We have identified several ways information retrieval systems can use semantically structured XML (XML whose structure represents in some fashion the semantics of the data) to improve precision and recall:
Documents can be categorized by schema. The schema of an XML document identifies its structure and its purpose. Results can be made more precise by limiting the search scope to only those documents matching particular schema or schemas of interest.
For example, a user looking to buy a used car might restrict her query to schemas used to describe cars for sale, while avoiding schemas used for car reviews, maintenance questions, or other irrelevant documents that would normally clutter her search results.
Ambiguous words can be distinguished by the context they appear in. Words in human languages often have multiple senses or referents; precision suffers because information retrieval systems are unable to distinguish which sense was used in queries or in corpus documents. The XML context (surrounding tags) can provide clues to help disambiguate meanings and potentially improve search precision.
For example, a user browsing academic publications might use the search term "brown". She could be looking for papers written by Donald Brown, papers published at Brown University, or papers about the brown bear. It is quite unlikely that she's looking for all three. If she can identify whether she wants to find <author>Brown</author>, <university>Brown</university>, or <subject>brown</subject>, her search could be considerably more precise.
Queries can use rich data types, including numeric attributes, geographic location, temporal values and other quantities whose semantics are difficult to capture with keyword search. Because XML separates these values from other content, information retrieval systems can identify and process them appropriately; the data types used can be stated explicitly in XML schemas (declared data types) or inferred heuristically by the information retrieval system. Either way, successfully processing queries that refer to non-textual data types can improve the system's recall.
For example, a user looking for inexpensive weekend entertainment might search for "concerts this weekend under $50 and within 50 miles of Seattle". Because event listings in XML contain location, price, and time in a consistently labeled format, a search engine could identify these very common data types and offer listings meeting the user's requirements.
Structural proximity can be used instead of physical proximity to rank results. Information recall systems frequently use the proximity of the user's search terms in a document as a ranking method, either implicitly or explicitly (via quoted phrases and the NEAR operator). XML's structure offers more sophisticated proximity measures. The distance between the last word in one element and the first word in the next element is greater than the distance between adjacent words in the same element, even though their physical proximity in the document is similar. Adjusting the ranking function (implicitly or explicitly) in this manner can improve precision and recall.

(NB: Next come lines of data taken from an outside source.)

Issue #2607, opened 2017-06-04
Latest master branch doesn't work in Node 4


hudochenkov:
I was testing `stylelint-order` on latest stylelint `master` and seems like stylelint doesn't work in Node 4.

Installed locally (using [`n`](https://github.com/tj/n)) and in Travis:

```
node v4.8.3
npm 2.15.11
```

If I clone stylelint repository locally, then do `npm install` and `npm test`, then no problems. That what Travis do for us as well.

In different scenarious, when stylelint is dependency, things are getting worse.

**Scenario 1**

Jest test for stylelint-order.

**Scenario 2**

```bash
npm init
npm i github:stylelint/stylelint
node run.js
```

**Scenario 3**

```bash
npm init
npm i github:stylelint/stylelint
node_modules/.bin/stylelint test.css
```

**Scenario 4**

```bash
npm init
npm i ../stylelint # stylelint in sibling folder
node run.js
```

---

```js
// run.js
'use strict';

const stylelint = require('stylelint');

const config = {
	rules: {
		"indentation": "tab"
	},
};

stylelint.lint({
	formatter: 'string',
	code: `
		a {
			display: none;
			--width: 10px;
		}
	`,
	config,
}).then(function (data) {
	console.log(data.output);
	console.log('-----------------');
	console.log(data.results[0].warnings);
	console.log('Done.');
}, function (err) {
	console.log(err);
});
```

Every time I get this error:

```js
$ node run
module.js:327
    throw err;
    ^

Error: Cannot find module 'pify'
    at Function.Module._resolveFilename (module.js:325:15)
    at Function.Module._load (module.js:276:25)
    at Module.require (module.js:353:17)
    at require (internal/module.js:12:17)
    at Object.<anonymous> (/Users/aleks/Downloads/test/sdsdf/node_modules/stylelint/lib/standalone.js:3:14)
    at Module._compile (module.js:409:26)
    at Object.Module._extensions..js (module.js:416:10)
    at Module.load (module.js:343:32)
    at Function.Module._load (module.js:300:12)
    at Module.require (module.js:353:17)
```

I had no luck to find what is going on :( Can we add tests to detect problems like this? That tool doesn't work for users. Because we have green tests, when in fact stylelint doesn't work in Node 4. Maybe there is some kind of problem with npm@2.

Node 6 and 8 work as expected.

hudochenkov:
Fixed in #2614.

PR #2614, opened 2017-06-09
Move pify from devDependencies to dependencies

m-allanson:

#2607


m-allanson:
@hudochenkov Maybe this will work? I haven't tested it in all scenarios from your issue

hudochenkov:
Hm... why it's a devDependency if it's regular dependency? https://github.com/stylelint/stylelint/blob/e1700b47d3a284393723d52f3d3786d6bc7eeb4d/lib/standalone.js#L3

I don't think we should remove it, because we need this dependency.

jeddy3:
> I don't think we should remove it, because we need this dependency.

@m-allanson Good spot. It looks like `pify` was accidentally added as a `devDependency`, rather than a `dependency`. This PR moves it into `dependency`.

hudochenkov:
Looks like I was looking in some other place while was writing a comment above. Sorry ¯﻿\﻿_﻿(﻿ツ﻿)﻿_﻿/﻿¯ I'll test this change in a few hours.

hudochenkov:
I believe we shouldn't add anything to chagelog? Or should we? This problem was introduced in `7.10.0` in this [commit](https://github.com/stylelint/stylelint/blob/43b18fe4c56e9f177644b50354fb8efe9fb34a84/package.json#L91). And as I understand it only affects npm@2 users.

jeddy3:
It's a fix of a regression, right? Best add it to the changelog so that it's discoverable if someone runs into the issue when using `7.10.0`

> - Fixed: "Cannot find module 'pify'" regression in node@4 with npm@2.

hudochenkov:
Thanks. Done.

For example, consider a user searching for video drivers for a Matrox video card on the Linux operating system; she might search for "matrox linux driver". However, many documents will (sensibly enough) refer to several different drivers. Without structure, the user's query might hit a page that describes a Microsoft Windows driver for a Matrox card coincidentally next to the description of a Linux driver for some other card. If these drivers are instead recorded in structured XML, the Windows driver's description would be in one <driver> element and the Linux driver in a different <driver> element. A well-tuned information retrieval system would rank that document below a document where all of the user's search terms occur in the same outer <driver> element.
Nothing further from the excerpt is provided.